Saved data entries
PR #24, opened 2020-08-12
Feature/clean up repo

david-doit-intl:


Makefile
```diff
@@ -51,54 +52,63 @@ _ := $(foreach exec,$(REQ_BINS), \
...
 
-all:        build pack release-artifacts                            ## Clean, build and pack
+## Clean, build and pack
+all: build pack release-artifacts
 .PHONY: all
 
-help:                                                               ## Prints list of tasks
-	@awk 'BEGIN {FS = ":.*?## "} /^[a-zA-Z0-9_-]+:.*?## / {printf "\033[36m%-30s\033[0m %s\n", $$1, $$2}' Makefile
+## Prints list of tasks
+help:
```
stepanstipl, line 60: make target commans have to start with tabs, otherwise:
```
$ gmake help                                                                                                                                                                   0
gmake: Nothing to be done for 'help'.
```

scripts/alpine-setup.sh
```diff
@@ -12,6 +12,7 @@ apk add --update --no-cache \
 	make \
 	tar
 
+mkdir -p bin generate
```
stepanstipl, line 15: `generate` -> `generated`, but let's lave this func in the Makefile, as it will work even if someone doesn't use the install script.

Makefile
```diff
@@ -51,54 +52,63 @@ _ := $(foreach exec,$(REQ_BINS), \
...
-pack: $(PACKED_BINS)                                                ## Pack binaries with upx
+## Pack binaries with upx
+pack: $(PACKED_BINS)
 .PHONY: pack
 
 $(PACKED_DIR)/%-$(BIN_ARCH): $(BIN_DIR)/%-$(BIN_ARCH)
 	mkdir -p $(PACKED_DIR)
 	$(UPXCMD) --brute -f -o "$@" "$<" \
-	  && touch "$@"
+		&& touch "$@"
```
stepanstipl, line 88: This is strange formatting

Makefile
```diff
@@ -51,54 +52,63 @@ _ := $(foreach exec,$(REQ_BINS), \
...
 	test -z "$$(go fmt ./...)"
 .PHONY: test-fmt
 
-clean:                                                              ## Clean build artifacts
-	rm -rf generated/*	
-	rm -rf bin/*
+## Clean build artifacts
+clean:
+	rm -rf generated
+	rm -rf bin
```
stepanstipl, line 112: I think removing the dirs instead of files, is ok, but let's use the variables `$(GENERATE_DIR) $(BIN_DIR)` since we have them

Makefile
```diff
@@ -51,54 +52,63 @@ _ := $(foreach exec,$(REQ_BINS), \
...
+	mkdir -p $(GENERATE_DIR) $(BIN_DIR)
```
stepanstipl, line 113: Related to the other changes around this -  👍  for deleting dirs, seems cleaner. But instead of making the new ones and several places (here & install script), what about moving this logic to the steps that actually need them.

So `mkdir -p $(GENERATE_DIR)` to `generated/*:` target and keeping the `mkdir -p $(BIN_DIR)` where it is.

Makefile
```diff
@@ -51,54 +52,63 @@ _ := $(foreach exec,$(REQ_BINS), \
...
+  @awk 'BEGIN {FS = ":.*?## "} /^[a-zA-Z0-9_-]+:.*?## / {printf "\033[36m%-30s\033[0m %s\n", $$1, $$2}' Makefile
 .PHONY: help
 
-build: $(BINS)                                                      ## Build binary
+## Build binary
+build: $(BINS)
 .PHONY: build
 
 $(BIN_DIR)/%-$(BIN_ARCH): generated/* $(SRC)
-	mkdir -p $(BIN_DIR)
```
stepanstipl, line 65: I would keep this here to avoid duplication in Makefile & install script.

stepanstipl:
OK this awk would work with new lines (only slighly more cryptic 😉 ):
```shell
@awk 'BEGIN {FS=":"} /^## .*/,/^[a-zA-Z0-9_-]+:/ { if ($0 ~ /^## /) { desc=substr($0, 4) } else { printf "\033[36m%-30s\033[0m %s\n", $1, desc } }'
```

Makefile
david-doit-intl: Fixed!

Makefile
david-doit-intl: Yes! Done :)

Makefile
david-doit-intl: Let me know if it works now ;)

stepanstipl: Nope :( there still seems to be a space (instead of tab) in front of the `  @awk ...` line

david-doit-intl: honestly this feels alittle insane, makefile feels super sensitive.

stepanstipl: I think it's just Make syntax (always been :)), seems like it's configurable in GNU make with `.RECIPEPREFIX` [1], still will take only 1 char 😄 . I agree it's a bit odd, but this would bring to a long discussion "Yeah Make is not that great"... but what is better and present everywhere by default? :)

[1]: https://www.gnu.org/software/make/manual/html_node/Rule-Syntax.html

david-doit-intl: I think its best if we just print out the help details, rather than parsing our own makefile.

Issue #35, opened 2020-09-03
Add test to cover collector logic


stepanstipl:
Cover #30 - kube fake client should help here - https://gianarb.it/blog/unit-testing-kubernetes-client-in-go

Issue #33, opened 2020-09-03
Add test for storeCollector - err in particular


stepanstipl:
Add tests for storeCollector, in particular cover when collector fails to be initialised  #25, #32

Issue #30, opened 2020-08-26
kubent 0.3.0 NOT reporting 1.16 usage of deprecated apis that ARE reported by kubent 0.2.0


gfahyhpe:
Version 0.2.0 reports ...

```
10:33AM INF >>> Kube No Trouble `kubent` <<<
10:33AM INF version 0.2.0 (git sha b9b45f347c7e67cf488d8dd6e20c8b848c595a3e)
...
10:33AM INF Loaded ruleset name=deprecated-1-16.rego
10:33AM INF Loaded ruleset name=deprecated-1-20.rego
..
>>> 1.16 Deprecated APIs <<<
------------------------------------------------------------------------------------------
KIND         NAMESPACE     NAME                          API_VERSION
DaemonSet    <REDACTED>   <REDACTED>        extensions/v1beta1
Deployment   <REDACTED>   <REDACTED>         extensions/v1beta1
Deployment   <REDACTED>   <REDACTED>         apps/v1beta2
Deployment   <REDACTED>   <REDACTED>         extensions/v1beta1
Deployment   <REDACTED>   <REDACTED>         extensions/v1beta1
Deployment   <REDACTED>   <REDACTED>         extensions/v1beta1
Deployment   <REDACTED>   <REDACTED>         extensions/v1beta1
__________________________________________________________________________________________
...
>>> 1.20 Deprecated APIs <<<
------------------------------------------------------------------------------------------
A long list similar to that for 1.16 above
```

BUT
Latest version 0.3.0 for same cluster reports

```
$ kubent_30 -k kubeconfig-readonly.yaml
10:40AM INF >>> Kube No Trouble `kubent` <<<
10:40AM INF version 0.3.0 (git sha dev)
...
10:40AM INF Loaded ruleset name=deprecated-1-16.rego
10:40AM INF Loaded ruleset name=deprecated-1-22.rego
________________________________________________________________________________________
>>> Deprecated APIs removed in 1.22 <<<
------------------------------------------------------------------------------------------
KIND      NAMESPACE   NAME                          API_VERSION          
Ingress   <REDACTED> <REDACTED>             extensions/v1beta1  
```

showing NOTHING for 1.16 Deprecated APIs

Am I doing something wrong ?

jmcdon01:
Yes I have noted this also. Something has changed in what it's collected/reported.

stepanstipl:
[...]

PR #37, opened 2020-09-09
More tests

stepanstipl:
More tests, namely to cover `storeCollector` and introducing use of k8s fake client in cluster collector.

Related to #33, #25, #32, #35, #30.


david-doit-intl (approved):

david-doit-intl:
👍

▶ _About this exercise_
Copy each line of the records above that carries the word "have".

▶ _Solution for this exercise_
stepanstipl, line 60: make target commans have to start with tabs, otherwise:
stepanstipl, line 112: I think removing the dirs instead of files, is ok, but let's use the variables `$(GENERATE_DIR) $(BIN_DIR)` since we have them
Yes I have noted this also. Something has changed in what it's collected/reported.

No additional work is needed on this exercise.